Par Jean Tele Udimba

L’Europe hésite, calcule et retient ses coups. Alors que Washington, Pékin et Moscou imposent un ordre mondial dicté par le rapport de force direct et les accords de circonstance — la diplomatie transactionnelle —, l’Union européenne (UE) donne encore l’impression de traîner les pieds. Habituée auconfort du droit international et du multilatéralisme, Bruxelles découvre tardivement que dans un monde de prédateurs géopolitiques, les valeurs ne suffisent plus à garantir la sécurité.

Cette lenteur à embrasser le pragmatisme transactionnel n’est pas un simple choix politique, mais le produit d’un logiciel institutionnel obsolète face au cynisme du XXIe siècle.

Le piège de l’idéalisme juridique

L’ADN de l’Union européenne est fondamentalement juridique et normatif. Conçue pour pacifier un continent par le marché et la règle de droit, l’UE peine à projeter une puissance brute. Quand Donald Trump ou Xi Jinping proposentdes deals bilatéraux immédiats (« tu m’achètes du gaz, je protège tes frontières »), l’Europe répond par des traités de libre-échange globaux, longs à négocier et assortis de clauses environnementales ou de droits de l’homme.

Ce décalage temporel et philosophique désavantage Bruxelles. La diplomatie transactionnelle exige de la rapidité, du secret et une capacité à échanger des jetons de puissance (technologie, armement, accès au marché) sans s’encombrer de leçons de morale.

Les trois boulets de l’Europe

Trois facteurs structurels expliquent pourquoi l’Europe reste à la traîne de cette tendance mondiale :

La paralysie de l’unanimité : Négocier un « deal » transactionnel exige un décideur unique. À Bruxelles, la politique étrangère requiert le consensus des 27 États membres. Les intérêts divergents de Berlin, Paris ou Budapest transforment chaque décision en un compromis stérile et tardif.

L’illusion du parapluie américain : En déléguant sa sécurité à l’OTAN pendant des décennies, l’Europe s’est privée des leviers de la diplomatie transactionnelle. Sans armée intégrée ni diplomatie de défense commune, elle n’a pas de « monnaie d’échange » militaire à offrir sur l’échiquier mondial.

La fragmentation des intérêts économiques : Face à la Chine, l’Allemagne protège son industrie automobile, la France défend son luxe et l’Italie ses infrastructures.
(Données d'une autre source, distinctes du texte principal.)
PR #5973, opened 2022-09-30
EVG-18000 Get and Store slack information when creating a user

malikchaya2:
[EVG-18000](https://jira.mongodb.org/browse/EVG-18000)

### Description 
Get and Store slack information when creating a user

### Testing 
I recreated my own user on staging and verified that it fetches the slack information correctly. 
image


model/user/db.go
```diff
@@ -306,16 +307,34 @@ func GetOrCreateUser(userId, displayName, email, accessToken, refreshToken strin
...
 	}
 	setOnInsertFields := bson.M{
 		APIKeyKey: utility.RandomString(),
 		bsonutil.GetDottedKeyName(SettingsKey, UseSpruceOptionsKey, SpruceV1Key): true,
 	}
+
+	if accessToken != "" {
+		setFields[bsonutil.GetDottedKeyName(LoginCacheKey, LoginCacheAccessTokenKey)] = accessToken
+	} else {
+		// only fetch the slack user if the evergreen user doesn't exist (which is the case when there is no access token)
```
Kimchelly, line 321: The access token is an Okta-specific field, but I don't think it can be relied on to indicate that it's the first login ever because it could be cleared if the user is logged out. I imagine what we actually want is to check if the user we're about to update has `SlackMemberId`/`SlackUsername` set, regardless of whether it's their first or Nth login. Would it be okay to just look up the user, see if their Slack settings are populated (or if the user doesn't exist yet), and fill them in here if they're empty?

Kimchelly (changes requested):

model/user/db.go
malikchaya2: wait, ignore me, lol

malikchaya2: updated.

model/user/db.go
```diff
@@ -336,9 +341,55 @@ func GetOrCreateUser(userId, displayName, email, accessToken, refreshToken strin
 		return nil, errors.Wrapf(err, "decoding user '%s'", userId)
 
 	}
+
+	if err := setSlackInformation(env, u); err != nil {
+		return nil, errors.Wrapf(err, "setting slack information for user '%s'", userId)
```
Kimchelly, line 346: Can we log + continue on error here? The Okta user manager requires only the DB modification above to succeed, so it seems like setting the Slack auth would be a nice-to-have.

model/user/db.go
```diff
@@ -336,9 +341,55 @@ func GetOrCreateUser(userId, displayName, email, accessToken, refreshToken strin
...
+	// get the slack userID and memberId from the user's email
+	slackEnv := env.Settings().Slack
+	slackUser, err := slackEnv.Options.GetSlackUser(slackEnv.Token, u.EmailAddress)
+	if err != nil {
+		return errors.Wrapf(err, "getting Slack user with email address '%s'", u.EmailAddress)
+	}
+	if slackUser == nil {
+		grip.Error(message.Fields{
+			"message": fmt.Sprintf("Couldn't find slack user by email address", u.EmailAddress),
+			"userId":  u.Id,
```
Kimchelly, line 371: nit: `user_id`

model/user/db.go
```diff
@@ -336,9 +341,55 @@ func GetOrCreateUser(userId, displayName, email, accessToken, refreshToken strin
...
+
+	// get the slack userID and memberId from the user's email
+	slackEnv := env.Settings().Slack
+	slackUser, err := slackEnv.Options.GetSlackUser(slackEnv.Token, u.EmailAddress)
+	if err != nil {
+		return errors.Wrapf(err, "getting Slack user with email address '%s'", u.EmailAddress)
+	}
+	if slackUser == nil {
+		grip.Error(message.Fields{
+			"message": fmt.Sprintf("Couldn't find slack user by email address", u.EmailAddress),
```
Kimchelly, line 370: Can we include the email address as a separate field?

model/user/db.go
```diff
@@ -336,9 +341,55 @@ func GetOrCreateUser(userId, displayName, email, accessToken, refreshToken strin
...
+	slackFields := bson.M{
+		bsonutil.GetDottedKeyName(SettingsKey, userSettingsSlackMemberIdKey): slackUser.ID,
+	}
+	if slackUser.Name != "" {
+		slackFields[bsonutil.GetDottedKeyName(SettingsKey, userSettingsSlackUsernameKey)] = slackUser.Name
+	}
+
+	update := bson.M{"$set": slackFields}
+
+	if err := UpdateOne(bson.M{IdKey: u.Id}, update); err != nil {
```
Kimchelly, line 385: Can this update be combined with the one update above this? Seems like the Slack fields could just be set in L327 (contingent on `GetSlackUser` succeeding).

malikchaya2: done

model/user/db.go
malikchaya2: done

model/user/db.go
malikchaya2: done

model/user/db.go
malikchaya2: I moved it out because GetOrCreateUser doesn't do a find on the userID, so we can't know if the slackMemberId is set until it returns the user at the end.

malikchaya2: (so we would have to ping slack every time GetOrCreateUser is called, which I'm trying to avoid)

graphql/directive_test.go
```diff
@@ -79,6 +79,15 @@ func setupPermissions(t *testing.T) {
 
 func TestRequireSuperUser(t *testing.T) {
 	setupPermissions(t)
+	dbUser := &user.DBUser{
```
Kimchelly, line 82: Seems like this should clear the user collection before attempting to insert.

model/user/db.go
```diff
@@ -336,9 +340,71 @@ func GetOrCreateUser(userId, displayName, email, accessToken, refreshToken strin
 		return nil, errors.Wrapf(err, "decoding user '%s'", userId)
 
 	}
+
+	if err := setSlackInformation(env, u); err != nil {
+		grip.Error(message.WrapError(err, message.Fields{
+			"message":       "setting slack information for user",
```
Kimchelly, line 346: "could not set Slack information for user"

model/user/db.go
```diff
@@ -336,9 +340,71 @@ func GetOrCreateUser(userId, displayName, email, accessToken, refreshToken strin
...
+	if u.Settings.SlackMemberId != "" {
+		// user already has a slack member id set
+		return nil
+	}
+	if u.EmailAddress == "" {
+		// we can't fetch the slack information without the user's email address
+		return errors.New("user has no email address")
+	}
+
+	// get the slack userID and memberId from the user's email
```
Kimchelly, line 376: Do we need the comment?

bynn (approved):
i think everything looks good after kims comment about clearing the db for testing!

model/user/db.go
malikchaya2: done

graphql/directive_test.go
malikchaya2: done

Faute d’un front uni, les puissances étrangères appliquent la stratégie du « diviser pour régner », transformant l’UE en cible plutôt qu’en négociateur.

Le réveil forcé du réalisme

Pourtant, le principe de réalité commence à fissurer le dogme européen. Sous la pression des crises successives, l’UE développe, presque malgré elle, ses propres réflexes transactionnels.
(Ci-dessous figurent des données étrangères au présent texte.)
PR #5975, opened 2022-09-30
EVG-17123 Allow variable lookup in expansion secondary value

hadjri:
[EVG-17123](https://jira.mongodb.org/browse/EVG-17123)

### Description 
To improve the maintainability of config files, the secondary value that can be specified in an expansion (i.e. `${val1|val2}`) is no longer a hard coded string but can itself act as a backup variable lookup.  To distinguish between what should be a hardcoded string vs a variable lookup secondary value, I'm proposing that users should specify that the secondary value should be looked up by prepending a `*` to it. Example: `${val1|*val2}`
### Testing 
Updated unit tests, and checked in staging that the secondary value in `ExpandString` has its value looked up properly if it is prepended with `*`

### DIFF
--- a/util/expansion.go
+++ b/util/expansion.go
@@ -90,10 +90,10 @@ func (exp *Expansions) ExpandString(toExpand string) (string, error) {
 				malformedFound = true
 			}
 
-			// parse into the name and default value
-			var defaultVal string
+			// parse into the name and secondary value
+			var secondaryValue string
 			if idx := strings.Index(match, "|"); idx != -1 {
-				defaultVal = match[idx+1:]
+				secondaryValue = match[idx+1:]
 				match = match[0:idx]
 			}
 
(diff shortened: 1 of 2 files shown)


util/expansion.go
```diff
@@ -102,7 +102,15 @@ func (exp *Expansions) ExpandString(toExpand string) (string, error) {
 				return []byte(exp.Get(match))
 			}
 
-			return []byte(defaultVal)
+			// look for an expansion in the secondary value
+			if strings.HasPrefix(secondaryValue, "*") {
+				// trim off *
+				secondaryValue = secondaryValue[1:]
```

Le virage est particulièrement visible sur la question migratoire. Les accords financiers conclus avec la Turquie, la Tunisie ou l’Égypte démontrent que Bruxelles sait désormais signer des chèques en échange d’un contrôle strict des frontières, fermant les yeux sur le bilan démocratique de ses partenaires. C’est l’expression pure de la diplomatie transactionnelle : un intérêt immédiat, un prix, un service rendu.

De même, en matière commerciale, l’Europe déploie une panoplie d’instruments défensifs. Des taxes sur les véhicules électriques chinois aux mécanismes de réciprocité dans les marchés publics, l’UE apprend à parler le langage de la rétorsion. Elle ne cherche plus seulement à séduire par ses normes, mais à contraindre par son marché.

Devenir un joueur ou rester le terrain de jeu

L’Europe n’a plus le choix de son logiciel. Si elle refuse la diplomatie transactionnelle par pur principe éthique, elle s’expose à devenir la variable d’ajustement des deals conclus entre Washington et Pékin. Le défi des prochaines années ne sera pas de renier ses valeurs, mais d’accepter que la puissance est le seul bouclier capable de les protéger. L’Europe doit apprendre à faire des affaires sans perdre son âme, sous peine de n’être plus qu’un simple spectateur de l’histoire qui s’écrit sans elle.